Devdiscourse News Desk kolkata
Updated: 04-05-2019 02:30 IST
NASA scientists reveal heavy rainfall in Tropical Cyclone Fani

A 3D image and a colour-enhanced rainfall image were created at NASA's Goddard Space Flight Center in Greenbelt, Maryland. Image Credit: NASA/JAXA/JACOB REE

Satellite data revealed heavy rainfall in powerful Tropical Cyclone Fani before it made landfall in northeastern India. Fani brought that soaking rain to the region and continues to drop heavy rainfall on May 3, as it moves toward Bangladesh.

NASA's GPM or Global Precipitation Measurement mission satellite provides information on precipitation from its orbit in space. On May 1 at 7:56 a.m. EDT (1156 UTC), the GPM Core Observatory captured an overpass of the powerful storm as it continued strengthening and moving toward landfall.

A 3D image and a colour-enhanced rainfall image were created at NASA's Goddard Space Flight Center in Greenbelt, Maryland. The images showed how high thunderstorms stretched into the troposphere and measured rainfall rates. GPM found that some of the heaviest rainfall rates were up to 50 millimetres (2 inches) per hour and were in the western quadrant of the storm.

On May 2 at 3:29 a.m.

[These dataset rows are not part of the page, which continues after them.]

PR #9302, opened 2026-07-25
feat(shortcuts): add "?" keyboard shortcut cheat sheet

### LINKED ISSUE #8816: 💡 Implement the "?" shortcut cheat-sheet overlay (default binding exists, handler missing)
## Problem

The default keyboard config ships `showHelp: '?'` (`src/app/features/config/default-global-config.const.ts:148`), but there is **no handler anywhere** — `showHelp` appears exactly twice in `src`: the config default and a commented-out form field (`src/app/features/config/form-cfgs/keyboard-form.const.ts:60`). Pressing `?` does nothing.

Meanwhile the app has ~53 keyboard shortcuts (43 bound by default) whose only discovery surface is the settings form under a collapsible.

## Suggested fix

Implement `?` as a shortcut cheat-sheet overlay (read the current `keyboard` config so custom bindings are shown correctly). This is the single cheapest power-user win available — the binding, the translation surface, and the config plumbing already exist.

If the overlay is not wanted, the dead `showHelp` binding should be removed instead.

---

MarkQuach12:
## Problem

Closes #8816. The default config ships `showHelp: '?'`, but pressing `?` did nothing. Nothing handled it, and it could not work as written: `checkKeyCombo()` matches on `ev.code`, which reports `?` as `Slash` + Shift, so it never equals `'?'`.

## Solution

- Handle `showHelp` in `ShortcutService` by matching on `ev.key` instead of `ev.code`, so it also works on non-QWERTY layouts.
- Add `DialogKeyboardShortcutsComponent`, a dialog listing the current shortcuts. Rows come from `KEYBOARD_SETTINGS_FORM_CFG`, so it shows custom bindings and picks up new shortcuts on its own.
- Document the shortcut in the wiki keyboard shortcuts reference.

## Type of Change

- [ ] Bug fix
- [x] New feature
- [ ] Breaking change
- [ ] Refactoring
- [ ] Documentation
- [ ] Other (please describe)

## Checklist


johannesjo:
Thanks for tackling this—the feature is useful, and the normal `?` flow works. I rechecked the current head (`18bfd3e`) against the full diff/history, the deployed preview, current discussion, and CI (all relevant checks are green). Verdict: **needs changes before merge**.

1. **Honor the persisted `keyboard.showHelp` contract and the layout-independence claim.** [`isHelpKeyCombo()`](https://github.com/super-productivity/super-productivity/blob/18bfd3ec7766dfe237fe54e4ec5de7d40259f00d/src/app/core-ui/shortcut/shortcut.service.ts#L31-L37) hard-codes `ev.key === '?'` and never reads `keys.showHelp`. `showHelp` is still nullable persisted config, stored overrides are preserved during hydration, shipped v2 settings exposed the binding, and the new wiki calls it configurable. Any surviving/imported custom or `null` value is therefore ignored. The matcher also rejects all Ctrl/Alt states, which blocks layouts where `?` is produced through AltGraph (often represented as Ctrl+Alt), despite the stated non-QWERTY support. Please make the helper consume `keys.showHelp`: honor `null`, preserve a character-based special case for literal `?` (including AltGraph), and delegate ordinary custom combinations to `checkKeyCombo`. Also expose/include `showHelp` in the settings/catalog so the new shortcut appears in its own sheet. Tests should cover default, null, custom, and AltGraph cases.

2. **Prevent duplicate dialogs while the lazy chunk is loading.** The guard at [`shortcut.service.ts:192-197`](https://github.com/super-productivity/super-productivity/blob/18bfd3ec7766dfe237fe54e4ec5de7d40259f00d/src/app/core-ui/shortcut/shortcut.service.ts#L192-L197) is checked only before `await import(...)`. On a cold throttled load I reproduced three stacked `Keyboard Shortcuts` dialogs from three presses before the chunk resolved. The adjacent create-project path already rechecks `openDialogs` after its import; the same post-import check is sufficient here. Please add a regression test that starts multiple `handleKeyDown('?')` promises without awaiting between them and expects one `open()` call.

3. **Keep “Tasks” as the task-section heading.** [`rows`](https://github.com/super-productivity/super-productivity/blob/18bfd3ec7766dfe237fe54e4ec5de7d40259f00d/src/app/core-ui/shortcut/dialog-keyboard-shortcuts/dialog-keyboard-shortcuts.component.ts#L48-L60) treats every Formly `tpl` item as a heading. Because the real `Tasks` `<h3>` is immediately followed by an informational `<p>`, the filter removes `Tasks` and promotes the full explanatory sentence to the bold group heading. I reproduced this in the preview. Only heading templates (for example `tag === 'h3'`) should create group headings; handle or intentionally omit the paragraph separately, and add a row-generation/component test.

4. **Resolve the catalog-scope mismatch.** The dialog reads the static `KEYBOARD_SETTINGS_FORM_CFG`, but plugin shortcut rows are appended only to the config page’s runtime copy. Registered, configurable, working plugin shortcuts therefore never appear, contrary to the PR’s “current shortcuts” / “picks up new shortcuts” description. Either include the runtime plugin entries and test one, or explicitly narrow the UI/docs promise to built-in shortcuts.

One smaller accessibility/responsiveness issue: the new [table](https://github.com/super-productivity/super-productivity/blob/18bfd3ec7766dfe237fe54e4ec5de7d40259f00d/src/app/core-ui/shortcut/dialog-keyboard-shortcuts/dialog-keyboard-shortcuts.component.html#L4-L20) has no Action/Shortcut column headers or cell associations. At supported 320–400 px window widths it also requires horizontal scrolling, but the scroll container is not keyboard-focusable. The existing `dialog-markdown-shortcuts` table/responsive styling looks like a good established pattern to reuse.

johannesjo:
Thanks for the quick turnaround — I re-reviewed `18bfd3e..4a07816`. **All four blocking points and the accessibility note are addressed.** I verified each fix the hard way: reverting it locally and confirming the matching new test goes red, so none of the added tests are vacuous.

| My point | Status | Sabotage check (revert the fix → what fails) |
| --- | --- | --- |
| 1. Honor `keyboard.showHelp` (null / custom) | Fixed | 2 failures: `…when showHelp is unbound`, `…for a custom showHelp combo` |
| 1b. AltGraph / layout independence | Fixed | `…for "?" produced via AltGr` fails |
| 2. Duplicate dialogs during lazy load | Fixed | `Expected spy open to have been called once. It was called 3 times.` |
| 3. `Tasks` heading vs. info paragraph | Fixed | `Expected $[0].heading = 'GCF.KEYBOARD.TASK_SHORTCUTS_INFO' to equal 'GCF.KEYBOARD.TASK_SHORTCUTS'` |
| 4. Plugin catalog scope | Fixed | plugin heading + row disappear |
| 5. a11y / responsive | Mostly fixed | see items 2–4 below |

Point 4 is done properly — the dialog now calls the same `createPluginShortcutFormItems` factory with the same `PluginBridgeService.shortcuts` signal the config page uses, and the `plugin_<id>:<action>` key format matches what is persisted, so the two can't drift.

Also checked green: production AOT build (`ng build --configuration production`), `npm run checkFile` on all six changed files, `npm run int:test`, and `t.const.ts` is byte-identical to `npm run int` output. No sync/schema risk — `showHelp?: string | null` already existed in `KeyboardConfig` and in `DEFAULT_GLOBAL_CONFIG`, `migrateKeyboardConfig` spreads those defaults under stored values, and `frozen-state.spec.ts` stays green.

Remaining items, none blocking, roughly in priority order:

**1. The new SCSS is a copy of the markdown dialog's, not a reuse of it.** `dialog-keyboard-shortcuts.component.scss` is **76 of its 81 lines byte-identical** to `src/app/ui/dialog-fullscreen-markdown/dialog-markdown-shortcuts.component.scss` (+5/−3), down to all five class names and the `@media (max-width: 25rem)` block — it even inherits that file's `.keyboard-shortcuts-dialog-content` misnomer. The adaptations that *are* there are sensible (dropping `.shortcut-key`'s `margin` since there's one `<kbd>` per cell, and `<kbd>` is better markup than the original's `<span>`). Emulated encapsulation means the duplicate class names can't collide, so this is DRY debt rather than a bug — but it's now the second copy, which is the "make it reusable or add it to the shared style layer" case. The same duplication shows up in i18n: the new `GCF.KEYBOARD.COLUMN_ACTION` / `COLUMN_SHORTCUT` duplicate the existing `F.NOTE.D_FULLSCREEN.SHORTCUTS.COLUMN_ACTION` / `COLUMN_SHORTCUT`.

**2. Group headings render almost identically to the column-header row.** `.shortcuts-table th` sets `text-transform: uppercase`, `font-size: var(--font-size-sm)` and `border-bottom: 2px solid`, and `.group-heading` only overrides `color` and `padding-top`. So "Global Shortcuts (application-wide)" / "Tasks" / "Plugin Shortcuts" come out uppercase with the same 2px rule and the same size as the "ACTION"/"SHORTCUT" header — the group dividers barely read as a different level. Worth giving `.group-heading` its own `text-transform`/size/border treatment.

**3. `scope="colgroup"` on the divider `<th>` is a no-op.** `colgroup` scopes to a `<colgroup>` element and the table has none, so the association the attribute is meant to create doesn't exist. Note `scope="rowgroup"` isn't a drop-in fix either: there's a single `<tbody>` wrapping every section, so a rowgroup-scoped divider would claim the rest of the whole table. Strictly correct is one `<tbody>` per section with `scope="rowgroup"` on each divider. Real-world AT support for both values is patchy, so treat this as a spec nit — the `scope="col"` headers in `<thead>` are what actually carry the association you asked for.

**4. The focusable scroll container has no name or role.** `tabindex="0"` on `<mat-dialog-content>` is the standard WCAG 2.1.1 remedy for a keyboard-inaccessible scroll region, so I read it as intentional. Side effect worth deciding on: it becomes the dialog's first tabbable element, so Material's default `autoFocus: 'first-tabbable'` now lands initial focus on an unnamed `<div>` rather than the Close button. `role="region"` + an `aria-label` fixes the naming; add `cdkFocusInitial` to the Close button if you'd rather keep focus there.

**5. `Ctrl`+`Alt`+`?` can open the cheat sheet where no AltGr is involved.** The `(ev.ctrlKey && ev.altKey)` surrogate can't distinguish a synthesized AltGr from a deliberate Ctrl+Alt chord. I confirmed the code path with a probe test and confirmed nothing swallows it earlier — no default binding claims `Ctrl+Alt+Shift+/`, and `checkKeyCombo` never matches `Slash` for the defaults. I did *not* verify how each OS actually reports modifiers for that chord, so the real-world blast radius is platform-dependent and small (an unexpected dialog plus a `preventDefault()` on a chord the app otherwise ignores). Since current Chromium/Firefox already report `getModifierState('AltGraph')` for AltGr, dropping the `ctrlKey && altKey` half may buy correctness for free — your call.

**6. An existing assertion got narrower than it needed to be.** `should NOT open the shortcut cheat sheet when a modifier is held` was switched from `ctrlKey: true` to `metaKey: true`. That swap wasn't required — I verified ctrl-only `?` is still rejected by the new matcher — and ctrl-without-alt is now precisely the boundary the new AltGr surrogate moved, so it's the more valuable case to keep. Please assert both.

**7. Rebinding `showHelp` is effectively a one-way door out of the layout-independent `?`.** `keyboard-input.component.ts` composes values from `ev.code`, so its keydown path emits `Shift+/` or `Shift+Slash` but never a bare `?`. (Strictly it isn't unrecoverable — the field is a plain `matInput`, so pasting `?` in bypasses `keydown` and persists — but there's no discoverable path.) This matters a bit more than usual because `globalConfig.keyboard` syncs across devices: rebinding on one layout can silently break the shortcut on another. The wiki explains the `?`-default behaviour but not this asymmetry — worth a clause there, since it's the one way this shortcut is *not* "like every other shortcut".

**8. Minor, and inherent to exposing the field:** `isHelpKeyCombo` sits mid-chain, ahead of `addNewNote` / `openProjectNotes` / `toggleIssuePanel` / `triggerSync`. Now that `showHelp` is user-bindable, setting it to e.g. `Alt+N` silently shadows "Add new note". That's the pre-existing behaviour for every shortcut (there's no conflict detection in the form), just one more field exposed to it — noting it rather than asking for anything.

One process note: **CI has not run on `4a07816` at all** (zero check runs; the green run you saw was on `18bfd3e`), and the branch is 38 commits behind `master`. It merges cleanly and every suite I ran locally passes, but it'd be worth getting a real CI run on this head before merging.

johannesjo:
Thank you very much! <3

PR #9304, opened 2026-07-25
fix(styles): replace phantom CSS variable references and guard against regressions

johannesjo:
Component and global SCSS referenced ~50 CSS custom properties that are declared
nowhere — not in `src/styles/`, not in `src/assets/themes/*.css`, not in any
component SCSS, and not injected at runtime. An undefined custom property
invalidates the whole declaration at computed-value time, so the property
silently falls back to inherit/unset (`gap: var(--s1)` collapsed to 0 in focus
mode); the sites that carried a hardcoded fallback rendered but were permanently
theme-blind. No build error, no lint error, no console warning.

This maps every reference onto the semantically equivalent existing token, drops
the hardcoded fallbacks, and adds a lint gate so the class cannot come back.

## Token mapping

- **spacing:** `--s1` → `--s`
- **semantic color:** `--warn-color`/`--success-color` and the `#f44336`/`#ff9800`/`#4caf50`
  fallbacks → `--color-danger`/`--color-warning`/`--color-success`;
  `--palette-green-500`/`--palette-red-500`/`--palette-red-700` (no such palettes exist)
  → `--color-success`/`--color-danger`
- **text:** `--text-color-secondary`, `--text-tertiary`, `--text-muted`,
  `--text-color-dimmed`, `--fg-secondary`, `--c-text-secondary`,
  `--palette-text-secondary`, `--color-fg-less-important` → `--text-color-muted`;
  `--fg-primary` → `--text-color`
- **brand:** `--primary`, `--primary-color`, `--palette-primary-main` → `--c-primary`;
  `--color-accent`, `--palette-accent` → `--c-accent`; `--palette-warn` → `--c-warn`;
  `--c-primary-dark` → `--palette-primary-700`; `--text-on-accent`, `--c-on-accent`,
  `--text-on-primary` → the matching `--palette-*-contrast-500`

EDT (0729 UTC), the Atmospheric Infrared Sounder or AIRS instrument aboard NASA's Aqua satellite analyzed cloud top temperatures of Tropical Cyclone Fani in infrared light. AIRS found cloud top temperatures of strongest thunderstorms as cold as or colder than minus 80 degrees Fahrenheit (minus 62 degrees Celsius) circling the eye and in a fragmented band of thunderstorms east of the centre.

Satellite data showed there is now a 16 nautical mile-wide round, symmetrical eye surrounded by a thick band of powerful thunderstorms. Cloud top temperatures that cold indicate strong storms that have the capability to create heavy rain.